In return, investors are expected to do their due diligence. And the basics of behavioral finance reveal that those investors always believe that what they own is worth more than someone else is willing to pay for it, and that they, in turn, paid too much to acquire it.
In contrast, should the SEC be foolish enough to require that companies and their bankers adopt a specific process or model – such as the Dutch auction – that would be a violation of the free market principles the committee members appear to hold so dear.
By all means, probe the way that Nasdaq’s technology and high-speed trading appeared to contribute to the debacle that was Facebook’s debut – both offer valid cause for concern. It’s also worth taking a look at the way the distribution of relevant information is limited to select, privileged investors ahead of a typical IPO, although Facebook, given all the attention swirling around it, is a poor poster child for this issue.
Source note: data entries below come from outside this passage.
PR #313, opened 2024-11-20
Avoid calling hh.arrays with dtype=None for complex types

cbourjau:
### Issue description

[ndonnx](https://github.com/Quantco/ndonnx) does not (yet) support complex data types. We signal that by setting `ARRAY_API_TESTS_SKIP_DTYPES="complex64,complex128"`. During the collection phase [`hypothesis_helpers.complex_dtypes`](https://github.com/data-apis/array-api-tests/blob/master/array_api_tests/hypothesis_helpers.py#L190) is set to `None`. However, downstream calls to `hypothesis_helpers.arrays` appear to not be able to handle `dtype=None` as an argument, ultimately leading to an error when looking up the data type such as:
```
________________ ERROR collecting array_api_tests/test_operators_and_elementwise_functions.py ________________________
api-coverage-tests/array_api_tests/test_operators_and_elementwise_functions.py:1066: in <module>
    @given(hh.arrays(dtype=hh.complex_dtypes, shape=hh.shapes()))
api-coverage-tests/array_api_tests/hypothesis_helpers.py:73: in arrays
    elements = from_dtype(dtype)
api-coverage-tests/array_api_tests/hypothesis_helpers.py:44: in from_dtype
    min_, max_ = dh.dtype_ranges[component_dtype]
api-coverage-tests/array_api_tests/dtype_helpers.py:85: in __getitem__
    raise KeyError(f"{key!r} not found")
E   KeyError: 'None not found'

```
Since data types are looked up using `__eq__` things appear to work if any of the data types compare equal to `None` which is the case for `numpy.dtype("float64")`, for example.

### Solution
This PR simply guards each affected tests (i.e. tests that work on `hypothesis_helpers.complex_dtypes`) with a respective if statement. This works just fine in practice for us, but I'm sure there is a better fix out there. I tried to set `complex_dtypes = ()`, which seems reasonable, but that lead to other errors.

### DIFF
--- a/array_api_tests/hypothesis_helpers.py
+++ b/array_api_tests/hypothesis_helpers.py
@@ -10,7 +10,7 @@ from typing import Any, List, Mapping, NamedTuple, Optional, Sequence, Tuple, Un
 from hypothesis import assume, reject
 from hypothesis.strategies import (SearchStrategy, booleans, composite, floats,
                                    integers, just, lists, none, one_of,
-                                   sampled_from, shared, builds)
+                                   sampled_from, shared, builds, nothing)
 
 from . import _array_module as xp, api_version
 from . import array_helpers as ah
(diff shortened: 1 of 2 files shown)


asmeurer:
Does using pytest.skip not work here? That would be preferred if it can work.

asmeurer:
You could also try modifying hh.arrays so that it fails at example draw time instead of at function call time when dtypes=().

I'm curious how this is able to work when complex dtypes aren't enabled due to older standard versions. Maybe that isn't ever actually tested anywhere, since even array-api-strict's older standard flags doesn't actually support versions prior to adding complex support. 

We definitely do want to support skipping complex dtypes with ARRAY_API_TESTS_SKIP_DTYPES, but that hasn't been tested before.

cbourjau:
After digging a bit into the hypothesis documentation it seems that using the `nothing` strategy is the way to go here.

cbourjau:
How does this look to you, @asmeurer ?

cbourjau:
@ev-br do you have feedback on this PR?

But trying to remove greed, fear and buyer’s remorse from financial markets – and dressing that effort up in lofty phrases like “investor protection” and “preserving the integrity of the IPO process” – is a foolish use of the committee’s time and resources. Especially when torts lawyers are already eager to jump on any opportunity to sue an investment bank or a company for misleading investors.
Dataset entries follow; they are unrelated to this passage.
Issue #312, opened 2024-11-19
test_vecdot does not test for conjugation in the first parameter


asmeurer:
It looks like there isn't any values testing in test_vecdot at all for floating-point arguments. We should add something so that the conjugation can be tested, since this is something many implementations miss (e.g., https://github.com/data-apis/array-api-compat/issues/200, https://github.com/data-apis/array-api-strict/issues/97).

PR #314, opened 2024-11-20
ENH: test vecdot values, incl complex conj

ev-br:
Add a value test for `vecdot` for real and complex fp types: this is a matching test for https://github.com/data-apis/array-api-compat/pull/201 and https://github.com/data-apis/array-api-strict/pull/98

A weird thing is that the test should fail without https://github.com/data-apis/array-api-strict/pull/98 but locally it does not. Probably I'm not generating enough examples---is there a way to bump the number with a cmdline switch? Tried several variations of `python --max-examples=100` but no luck so far.

closes gh-312

### DIFF
--- a/array_api_tests/test_linalg.py
+++ b/array_api_tests/test_linalg.py
@@ -907,8 +907,8 @@ def test_trace(x, kw):
 
 
 def _conj(x):
-    """Work around xp.conj rejecting floats."""
-    if xp.isdtype(x.dtype, 'complex floating'):
+    # XXX: replace with xp.dtype when all array libraries implement it 
+    if x.dtype in (xp.complex64, xp.complex128):
         return xp.conj(x)
     else:
         return x
--- a/array_api_tests/test_linalg.py
+++ b/array_api_tests/test_linalg.py
@@ -45,6 +45,7 @@ from . import _array_module
 from . import _array_module as xp
 from ._array_module import linalg
 
+
 def assert_equal(x, y, msg_extra=None):
     extra = '' if not msg_extra else f' ({msg_extra})'
     if x.dtype in dh.all_float_dtypes:
@@ -59,6 +60,7 @@ def assert_equal(x, y, msg_extra=None):
         assert x.dtype == y.dtype, f"The input arrays do not have the same dtype ({x.dtype} != {y.dtype}){extra}"
     else:
         assert_exactly_equal(x, y, msg_extra=msg_extra)
+
 
 def _test_stacks(f, *args, res=None, dims=2, true_val=None,
                  matrix_axes=(-2, -1),
@@ -106,6 +108,7 @@ def _test_stacks(f, *args, res=None, dims=2, true_val=None,
         if true_val:
             assert_equal(decomp_res_stack, true_val(*x_stacks, **kw), msg_extra)
 
+
 def _test_namedtuple(res, fields, func_name):
     """
     Test that res is a namedtuple with the correct fields.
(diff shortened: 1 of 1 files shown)


array_api_tests/test_linalg.py
```diff
@@ -901,6 +905,15 @@ def true_trace(x_stack, offset=0):
 
     _test_stacks(linalg.trace, x, **kw, res=res, dims=0, true_val=true_trace)
 
+
+def _conj(x):
+    """Work around xp.conj rejecting floats."""
+    if xp.isdtype(x.dtype, 'complex floating'):
```
asmeurer, line 911: You won't be able to use this helper here because it won't be implemented in every library. I would suggest adding `is_complex_dtype` to dtype_helpers.py and using it here.

ev-br: Isn't it in the spec? https://data-apis.org/array-api/latest/API_specification/generated/array_api.isdtype.html

asmeurer: If we used `isdtype` here, it would fail with plain PyTorch (for instance), not because `torch.linalg.vecdot` is wrong, but only because PyTorch doesn't implement `isdtype` yet. But that's unnecessary, because we can instead just test against complex dtypes here directly. 

In general in the test suite, we want to make the dependencies across tests as minimal as possible, especially in the case of functions that are definitely not yet implemented everywhere. Tests depending on other array API behavior is unavoidable, but pragmatism is the key point. We know that `dtype in [complex64, complex128]` will work in every library that we test and that `isdtype(dtype, 'complex floating')` will currently not.

ev-br: Ah OK, that's practicality, not purity. That makes total sense, thank you! Made the change.
(somewhat funny how it goes precisely the opposite to some review comments in scipy)

ev-br:
Let's get this in and see if this causes any issues going forward.

array_api_tests/test_linalg.py
asmeurer: Yes, that will probably the hardest thing to get used to, both here in the test suite and also in array-api-strict and array-api-compat. In the test suite, we have to be as minimal as possible with respect to the standard in order to accept as many things as possible. In strict and compat, we have to assume the libraries are what they are (instead of assuming they are array API packages), and wrap them to be more like the array API. In all instances, we consider specific implementation details about specific packages, even when those disagree with the standard.

array_api_tests/test_linalg.py
```diff
@@ -925,11 +938,8 @@ def _test_vecdot(namespace, x1, x2, data):
     ph.assert_result_shape("vecdot", in_shapes=[x1.shape, x2.shape],
                            out_shape=res.shape, expected=expected_shape)
 
-    if x1.dtype in dh.int_dtypes:
-        def true_val(x, y, axis=-1):
-            return xp.sum(xp.multiply(x, y), dtype=res.dtype)
-    else:
-        true_val = None
+    def true_val(x, y, axis=-1):
+        return xp.sum(xp.multiply(_conj(x), y), dtype=res.dtype)
```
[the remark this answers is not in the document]
ev-br: Wait, what: https://github.com/data-apis/array-api-tests/blob/master/array_api_tests/test_linalg.py#L109 and I was sure this PR switches on equality testing. But `assert_equal` does not do what the implies:
https://github.com/data-apis/array-api-tests/blob/master/array_api_tests/test_linalg.py#L49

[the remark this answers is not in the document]
asmeurer: Yes, I originally had it there but later had to comment it out when I found out that you fundamentally can't compare floating point stacks for some functions like eigh because sometimes implementations (like CuPy) use different algorithms that give different (but still mathematically correct) results. https://github.com/data-apis/array-api-tests/pull/101#issuecomment-1111457823 I never renamed the functions. While I did turn the floating-point checks off completely, and they don't make sense for some functions like eigh, they do make sense for functions like vecdot and others where the mathematical answer is has a single well-defined value. We just need to be careful about loss of significance, especially for the tensor contraction functions (vecdot, matmul, tensordot, etc.) that involve additions.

The IPO process – like many others on Wall Street – is far from perfect. It has been improved over the years, with new rules to prevent analysts working for underwriters from hyping the stock their bosses are trying to flog to the public, and ones that require the IPO filings (along with other SEC filings) to be written in plain English rather than legalese. But it’s hard to figure out how the intervention of Congress and the SEC could do more than enrich a lot of lawyers, without making it any fairer.